Return every entry below without altering a word.

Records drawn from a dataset
------------------------------------------------------------

PR #772, opened 2022-01-30
avoid printing transfer output

dirkmueller:
But still show all the errors like running out of disk space
and the like.

### DIFF
--- a/build-vm
+++ b/build-vm
@@ -358,7 +358,7 @@ vm_img_create() {
 
     mkdir -p "${img%/*}" || cleanup_and_exit 4
     # truncate file to the desired size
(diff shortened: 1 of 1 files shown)


lnussel:
With this applied we still get random dd output. We really need status=none.

```
$ dd if=/dev/zero of=/dev/null count=1
1+0 records in
1+0 records out
512 bytes copied, 0.000212356 s, 2.4 MB/s
$ dd if=/dev/zero of=/dev/null count=1 status=noxfer
1+0 records in
1+0 records out
$ dd if=/dev/zero of=/dev/null count=1 status=none
$ 
```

------------------------------------------------------------

▶ [ANSWER]
PR #772, opened 2022-01-30
avoid printing transfer output

dirkmueller:
But still show all the errors like running out of disk space
and the like.

### DIFF
--- a/build-vm
+++ b/build-vm
@@ -358,7 +358,7 @@ vm_img_create() {
 
     mkdir -p "${img%/*}" || cleanup_and_exit 4
     # truncate file to the desired size
(diff shortened: 1 of 1 files shown)


lnussel:
With this applied we still get random dd output. We really need status=none.

```
$ dd if=/dev/zero of=/dev/null count=1
1+0 records in
1+0 records out
512 bytes copied, 0.000212356 s, 2.4 MB/s
$ dd if=/dev/zero of=/dev/null count=1 status=noxfer
1+0 records in
1+0 records out
$ dd if=/dev/zero of=/dev/null count=1 status=none
$ 
```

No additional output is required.